WHAT THE TASK REQUIRES >>
In the records below, how many lines hold the string "smile"? Give only the number.

AVAILABLE DATA >>
◆ ◆ ◆ ◆ ◆

PR #59, opened 2017-10-23
Use ptrace_getevent

philipc:
Using `ptrace(PTRACE_GETEVENTMSG, ...)` doesn't work with nix v0.9.0.


xd009642:
Thanks for that, merging in :+1:

PR #60, opened 2017-10-30
Add ( and ) to the list of chars in ignored lines.

vberger:
Without this , lines containing only `)?;` were not ignored.

This removes around 150 lines detected as "uncovered" on wayland-rs.


xd009642:
Awesome, thank you very much :+1:

PR #66, opened 2017-11-30
Fix warnings about unnecessary `mut`

robinst:


robinst:
(The build failed on beta Rust, not sure why.)

xd009642:
Thank you again :smile:

Issue #65, opened 2017-11-28
Docker usage (documentation, maybe publish an image?)


robinst:
Hey. I'm using this crate for CI to get a report for pull requests. But sometimes I want to look at the coverage locally, for example while adding something new or adding tests to cover existing code.

As I was running Mac OS X, I tried using tarpaulin through Docker. I figured out how after some attempts. It would be nice if this was documented somewhere. First, here are the steps currently necessary:

1. Prepare a `Dockerfile`:

```
$ cat Dockerfile
FROM rust

RUN apt-get update && apt-get install -y cmake

RUN cargo install cargo-tarpaulin
```

2. Build the image (takes a while):

```
$ docker build -t cargo-tarpaulin .
```

3. Run cargo-tarpaulin for a project. Needs to be run in the project directory:

```
$ docker run --security-opt seccomp=unconfined -v "$PWD:/volume" -w /volume cargo-tarpaulin cargo tarpaulin --out Xml
```

4. Convert to HTML report to look at results in browser:

```
$ pip install pycobertura && pycobertura show --format html --output coverage.html cobertura.xml
$ open coverage.html
```

### Improvements

There are a couple of things that would make this simpler:

1. The `Dockerfile` could be committed to this repository. Then the first step would be to clone this repository.
2. Even better, the resulting image could be published to [Docker hub](https://hub.docker.com/). That would mean the first two steps would be unnecessary, and much quicker (just download the image instead of building it).
3. If tarpaulin could output HTML, we wouldn't need a separate tool to view the results (seems like this is already being worked on in #55)

And of course, we could add the documentation to the README for all of this. I can open a pull request for that, but if we do any of the steps above first, then the documentation becomes shorter.

What do you think? :)

robinst:
> I suppose the docker image would have to be updated every time a new version of tarpaulin is released?

Yes. I think you can configure Docker Hub to do that automatically, for example when a tag is created. I'll fork this project and add the `Dockerfile` and will experiment with how it works!

Issue #67, opened 2017-11-30
Running `cargo tarpaulin` on clean project doesn't output anything while it's building


robinst:
1. Have a project without a `target` folder, so it hasn't been built yet
2. Run `cargo tarpaulin` (version 0.5.5)

Expected: I get some output telling me what's going on
Actual: I don't get anything for a long time, until it finishes building the project

This is the output:

```
$ cargo tarpaulin
Launching test
...
```

But it took a minute or two before it printed "Launching test". I assume it was building the project, but at first I thought there was something wrong so I killed it and tried again.

(Noticed while looking at #65)

xd009642:
I agree, I usually only judge it by my laptop fans. Just added a fix in (it's not hard tbh) so you'll see this in my next release. Or earlier if you choose to install the latest from master

PR #68, opened 2017-12-01
Add Dockerfile for building on Docker hub

robinst:
This is the first part for #65.

You can see the image here: https://hub.docker.com/r/robinst/tarpaulin/

You can try it out in a repository where you want to calculate coverage using this command:

    docker run --security-opt seccomp=unconfined -v "$PWD:/volume" robinst/tarpaulin

If you want more options, you have to run it like this:

    docker run --security-opt seccomp=unconfined -v "$PWD:/volume" robinst/tarpaulin cargo tarpaulin --ignore-tests --out Xml

If you want to run multiple commands, you have to use a shell like this:

    docker run --security-opt seccomp=unconfined -v "$PWD:/volume" robinst/tarpaulin sh -c "cargo build && cargo tarpaulin"

After merging this (or even before), you can set up an automated build in your account using "Create Automated Build" on Docker hub:

screen shot 2017-12-01 at 13 53 20

You will be able to configure when it should be built automatically, e.g. only build tags or also build master. You probably want to remove automatic building of all branches.

Once that's done I can raise another PR to add the instructions to the README :).

### DIFF
--- a/Dockerfile
+++ b/Dockerfile
@@ -1,0 +1,14 @@
+FROM rust
+
+RUN apt-get update && apt-get install -y cmake
+
+COPY . /opt/tarpaulin/
+
+RUN cd /opt/tarpaulin/ && \
+    cargo install && \
+    rm -rf /opt/tarpaulin/ && \
+    rm -rf /usr/local/cargo/registry/cache/
+
+WORKDIR /volume
+
+CMD cargo build && cargo tarpaulin
--- a/Dockerfile
+++ b/Dockerfile
@@ -7,8 +7,7 @@ COPY . /opt/tarpaulin/
 RUN cd /opt/tarpaulin/ && \
     cargo install && \
     rm -rf /opt/tarpaulin/ && \
-    rm -rf /usr/local/cargo/registry/cache/ && \
-    rm -rf /usr/local/cargo/registry/src/
+    rm -rf /usr/local/cargo/registry/
 
 WORKDIR /volume
 
--- a/Dockerfile
+++ b/Dockerfile
@@ -7,7 +7,8 @@ COPY . /opt/tarpaulin/
 RUN cd /opt/tarpaulin/ && \
     cargo install && \
     rm -rf /opt/tarpaulin/ && \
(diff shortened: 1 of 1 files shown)


Dockerfile
```diff
@@ -0,0 +1,16 @@
...
+RUN apt-get update && \
+    apt-get install -y cmake && \
+    rm -rf /var/lib/apt/lists/*
+
+COPY . /opt/tarpaulin/
+
+RUN cd /opt/tarpaulin/ && \
+    cargo install && \
+    rm -rf /opt/tarpaulin/ && \
+    rm -rf /usr/local/cargo/registry/
```
robinst: These are to make the image a bit smaller. And the registry would be out of date for users of this image anyway, between when we build it and they use it.

Dockerfile
```diff
@@ -0,0 +1,16 @@
...
+
+WORKDIR /volume
```
robinst: This is where the command is going to be run. The `-v "$PWD:/volume"` argument to `docker run` maps the working directory outside docker to `/volume`.

Dockerfile
```diff
@@ -0,0 +1,16 @@
...
+
+CMD cargo build && cargo tarpaulin
```
robinst: I think the `cargo build` is not necessary, but I've added it for now. See #67 for why.

xd009642:
Why ever the beta and nightly builds fail is likely a separate issue entirely. Everything looks good so I'm going to merge this in and set up dockerhub, thank you :+1:

robinst:
I saw that you tried building the tag here: https://hub.docker.com/r/xd009642/tarpaulin/builds/bgvliskm2842x9ygyglbamm/

That's not gonna work until the next tag which will contain the Dockerfile. For now, can you set it up to build master, until we want to release this?

xd009642:
Yeah I've currently got a docker image built called latest which is based on the most recent commit on master https://hub.docker.com/r/xd009642/tarpaulin/builds/bggdjcshcsh6dgp2bhpgbhk/ if you want to start the PR for the updates to the readme/documentation that would be helpful :smile:

PR #71, opened 2017-12-07
README: Add instructions for usage with Docker

### LINKED ISSUE #65: Docker usage (documentation, maybe publish an image?)

robinst:
Fixes #65.

### DIFF
--- a/README.md
+++ b/README.md
@@ -9,11 +9,14 @@ stage and therefore may contain some bugs. A lot of work has been done to get it
 working on some example projects and smaller crates so please report anything
 you find that's wrong. Also, check out our roadmap for planned features.
 
-Tarpaulin only supports x86_64 processors running linux. This is because
+Tarpaulin only supports x86_64 processors running Linux. This is because
 instrumenting breakpoints into executables and tracing their execution requires
 processor and OS specific code. It is a goal when greater stability is reached
 to add wider system support, however this is sufficient to run Tarpaulin on
-popular CI tools like Travis. 
+popular CI tools like Travis.
+
+It can also be run in Docker, which is useful for when you don't use Linux but
+want to run it locally, e.g. during development. See below for how to do that.
 
 ## Features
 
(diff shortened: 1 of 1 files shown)


xd009642:
Thank you very much :smile:

robinst:
Cool, thank you! :)

Do you wanna post a link to the instructions on Reddit, or mind if I do? Could be interesting to people, now that they can run it locally.

xd009642:
I don't mind if you do, and some of us have always been running it locally :wink:

PR #96, opened 2018-03-23
bump quick-xml to v0.12.1

tafia:
cargo-tarpaulin is targeting version 0.9.0 only. 

The main changes for you are some bug fixes plus the use of failure instead of error-chain.

PR #97, opened 2018-03-28
Bump dependencies

tafia:
Bump all but cargo dependencies.

For cargo, while I easily made it compile, one test was not passing and I didn't have time to dig through it.

Cancel and replace #96


xd009642:
That's fair enough on cargo it's changes normally require a lot more digging sometimes in the cargo source code, thanks for helping out :+1:

PR #194, opened 2021-03-18
Docker image to run batch jobs

ttung:
### Description
This docker image is based on nextstrain/base and sets up a virtualenv with aspen's dependencies installed.  This can be used to invoke a variety of workflows.

#### Issue
[ch126778](https://app.clubhouse.io/genepi/story/126778)

### Test plan
docker run -it --rm aspen/batch:latest trunk ls


phoenixAja (approved):
so will we be using this container in the nextstrain job definition then?

ttung:
> so will we be using this container in the nextstrain job definition then?

No, this is the aspen batch job image.

PR #197, opened 2021-03-19
Dockerize aspen.

jgadling:
### Description

This PR updates aspen to be able to run locally in a docker-compose controlled environment.

Some important changes to note:
- This upgrades the app to python 3.9
- Everything python-related is now in src/py
- The frontend container looks for a BACKEND_URL env variable to generate API url's, and the backend container uses a FRONTEND_URL to generate a redirect to the frontend after login
- This application uses a locally-hosted OIDC service for auth rather than Auth0

#### Issue

### Test plan


.github/workflows/py-tests.yml
```diff
@@ -23,11 +23,11 @@ jobs:
       - uses: actions/checkout@v2
         with:
           fetch-depth: 2
-      - name: Set up Python 3.7
+      - name: Set up Python 3.9
```
ttung, line 26: What's the rationale behind bumping it to 3.9?  Is this PR sufficient to replace our "staging" environment?  If not, we do not have the ability to stand this version up in Elastic Beanstalk.

Makefile
```diff
@@ -97,4 +105,96 @@ unit-tests:
...
+.PHONY: local-init
+local-init: oauth/pkcs12/certificate.pfx .env.ecr local-ecr-login ## Launch a new local dev env and populate it with test data.
+	docker-compose $(COMPOSE_OPTS) up -d
+	# docker-compose exec -T utility pip3 install awscli
+	docker-compose exec -T utility $(BACKEND_APP_ROOT)/scripts/setup_dev_data.sh
+	docker-compose exec -T utility python scripts/setup_localdata.py
+	docker-compose exec -T utility pip install .
+	-@docker-compose exec -e PGPASSWORD=$(LOCAL_DB_RW_PASSWORD) database psql -h localhost -d $(LOCAL_DB_NAME) -U $(LOCAL_DB_RW_USERNAME) -c "CREATE USER $(LOCAL_DB_RO_USERNAME) WITH PASSWORD '$(LOCAL_DB_RO_PASSWORD)';"
+	docker-compose exec -T utility aspen-cli db --docker create
+	docker-compose exec -T utility alembic upgrade head
```
ttung: does this detect if an existing docker composition is running?

DEV_ENV.md
```diff
@@ -0,0 +1,57 @@
...
+### Containers managed by the dev environment
+The Aspen dev environment is a set of containers defined in [docker-compose.yml](docker-compose.yml). The [backend docker image](src/py/Dockerfile) and [frontend docker image](src/ts/Dockerfile) are built locally. Update any of these files as necessary and run `make local-sync` to sync your dev environment with these configs.
+
+### Updating frontend/backend dependencies
+Both the frontend and backend services will automatically reload when their source code is modified, but they won't automatically rebuild when their dependencies (such as npm or pip package lists) change.
+
+To update the dev env to reflect changes to [src/ts/package.json](src/ts/package.json) or [src/py/Pipfile](src/py/Pipfile), run `make local-sync`
+
+### Update Dev Data
+The dev environment is initialized with AWS Secrets/S3 data in the [src/py/scripts/setup_dev_data.sh](src/py/scripts/setup_dev_data.sh) script, as well as DB data from [src/py/database_migrations](src/py/database_migrations). To add more data, modify these scripts and run `make local-init` to reload the dev environment's data stores.
```
ttung: there's not really any data being introduced by `src/py/database_migrations`.  the entries being jammed into the db are just for enums.

there does appear to be data being written by `setup_localdata.py` though.

Makefile
```diff
@@ -97,4 +105,96 @@ unit-tests:
...
+	docker-compose stop
+
+.PHONY: local-clean
+local-clean: ## Remove everything related to the local dev environment (including db data!)
+	-if [ -f ./oauth/pkcs12/server.crt ] ; then \
+	    export CERT=$$(docker run -v $(PWD)/oauth/pkcs12:/tmp/certs --workdir /tmp/certs --rm=true --entrypoint "" soluto/oidc-server-mock:0.3.0 bash -c "openssl x509 -in server.crt -outform DER | sha1sum | cut -d ' ' -f 1"); \
+	    echo ""; \
+	    echo "Removing this certificate requires sudo access"; \
+	    sudo security delete-certificate -Z $${CERT} /Library/Keychains/System.keychain; \
+	fi;
```
ttung: the `oauth/pkcs12/certificate.pfx` rule supports linux but this rule does not.  mildly odd.

docker-compose.yml
```diff
@@ -0,0 +1,136 @@
...
+  database:
+    image: "${DOCKER_REPO}aspen-devdb:latest"
+    ports:
+      - "5432:5432"
+    environment:
+      - POSTGRES_USER=user_rw
+      - POSTGRES_PASSWORD=password_rw
+      - POSTGRES_DB=aspen_db
+    #volumes:
+    #  - database:/var/lib/postgresql/data
```
ttung: why is this here and commented out?

oauth/pkcs12/generate_cert.sh
```diff
@@ -0,0 +1,9 @@
+if [ ! -f server.crt ]; then
+  openssl req -x509 -newkey rsa:4096 -sha256 -days 3560 -nodes -keyout server.key -out server.crt -subj '/CN=localhost' -extensions san -nodes -config <( \
+    echo '[req]'; \
+    echo 'distinguished_name=req'; \
+    echo '[san]'; \
+    echo 'subjectAltName=DNS:localhost')
+else
+    echo "Cert already exists, skipping"
```
ttung, line 8: is it possible to shove something into the cert / key that makes it easy to distinguish from other keys? maybe jam in the word aspen somewhere in there.

self-signed certs make me uncomfortable, and it would be nice to be able to find them if I botch a `local-clean`.

docker-compose.yml
```diff
@@ -0,0 +1,136 @@
...
+          "Discovery": {
+            "ShowKeySet": true
+          }
+        }
+      API_SCOPES_PATH: /tmp/config/api_scopes.json
+      API_RESOURCES_PATH: /tmp/config/api_resources.json
+      USERS_CONFIGURATION_PATH: /tmp/config/users.json
+      CLIENTS_CONFIGURATION_PATH: /tmp/config/clients-config.json
+      ASPNETCORE_URLS: https://+:443;http://+:80
+      # ASPNETCORE_Kestrel__Certificates__Default__Password: <password for pfx file>
```
ttung, line 132: ?

src/py/aspen/app/app.py
```diff
@@ -5,9 +5,16 @@
...
 from authlib.integrations.flask_client import OAuth
 from flask import redirect, session
+from flask_cors import CORS
 
 from aspen.app.aspen_app import AspenApp
-from aspen.config import config, DevelopmentConfig, ProductionConfig, StagingConfig
+from aspen.config import (
+    config,
+    DevelopmentConfig,
+    LocalConfig,
```
ttung, line 14: is there a reason to keep around `DevelopmentConfig`?

src/py/aspen/config/config.py
```diff
@@ -172,21 +174,40 @@ def AUTH0_DOMAIN(self) -> str:
...
+            return {
+                "scope": "openid profile email",
+            }
+
+    @property
+    def AUTH0_USERINFO_URL(self) -> str:
+        try:
+            return self.AWS_SECRET["AUTH0_USERINFO_URL"]
+        except KeyError:
+            return "userinfo"
```
ttung, line 210: Why the fallbacks?  When do we expect the secret not to be present?  It seems you pre-populate the secretsmanager in the mock docker instance.

Makefile
```diff
@@ -97,4 +105,96 @@ unit-tests:
...
+	if PROFILE=$$(aws configure list-profiles | grep $(AWS_DEV_PROFILE)); then \
+		aws ecr get-login-password --region us-west-2 --profile $(AWS_DEV_PROFILE) | docker login --username AWS --password-stdin $$(aws sts get-caller-identity --profile $(AWS_DEV_PROFILE) | jq -r .Account).dkr.ecr.us-west-2.amazonaws.com; \
+	fi
+
+.PHONY: local-init
+local-init: oauth/pkcs12/certificate.pfx .env.ecr local-ecr-login ## Launch a new local dev env and populate it with test data.
+	docker-compose $(COMPOSE_OPTS) up -d
+	# docker-compose exec -T utility pip3 install awscli
+	docker-compose exec -T utility $(BACKEND_APP_ROOT)/scripts/setup_dev_data.sh
+	docker-compose exec -T utility python scripts/setup_localdata.py
```
ttung, line 146: why do this?  also, how does the database get written to before the `db --docker create` command?

Makefile
ttung, line 149: why the schema update?

docker-compose.yml
```diff
@@ -0,0 +1,136 @@
+version: '3.8'
+
+services:
+  database:
+    image: "${DOCKER_REPO}aspen-devdb:latest"
```
ttung, line 5: where does this image come from?  ECR?  how does it get updated?

ttung (commented):
probably a dumb question, but why does the migration files need to go into the docker image?

.github/workflows/py-tests.yml
jgadling: Just upgrading to the latest available, and we're going to be migrating from Elastic Beanstalk to ECS shortly, where we don't have any python version limitations.

Makefile
jgadling: docker-compose has a declarative interface, it'll just update the existing stack if there's already one running.

DEV_ENV.md
jgadling: No data in database_migrations *yet* ... but I updated the docs to talk about migrations instead of data.

Makefile
jgadling: Docker-compose is launching the db container at `docker-compose up -d` and the image we're pulling is your snapshot from S3.

Makefile
jgadling: Just in case the db snapshot is out of date -- any necessary migrations between the DB snapshot version and the current state of the repo will get run.

docker-compose.yml
jgadling: Yep, ECR. At the moment it's updated manually, but we'll need to work out a plan for how/when to refresh it.

src/py/aspen/app/app.py
jgadling: Right now we're setting up an alternate development path -- the old setup should continue to work for the most part, and each engineer can switch over to dockerized local dev at their own pace. Once we're happy with dockerized dev, we can remove the old configs and docs.

Makefile
jgadling: Yeah, basically we never need to run local-clean in the only linux environments we've worked with so far (CI systems) but updated anyway!

src/py/aspen/config/config.py
jgadling: Just for reverse-compatibility with the existing dev/staging environments.

Makefile
ttung: Are all these operations idempotent then?

src/py/aspen/app/app.py
ttung: Got it.

src/py/aspen/config/config.py
ttung: Where do we have environments that don't have secrets populated?

docker-compose.yml
ttung: Do you have a list of future work you're tracking?

.github/workflows/py-tests.yml
ttung: Then you might as well trash `StagingConfig` because it wouldn't work, right?

src/py/aspen/config/config.py
phoenixAja: @ttung the local dev environment uses oidc instead of auth0 so these secrets wouldn't be populated for local

docker-compose.yml
phoenixAja: how often do you think this would need to be updated?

◆ ◆ ◆ ◆ ◆

TASK SOLUTION >>
3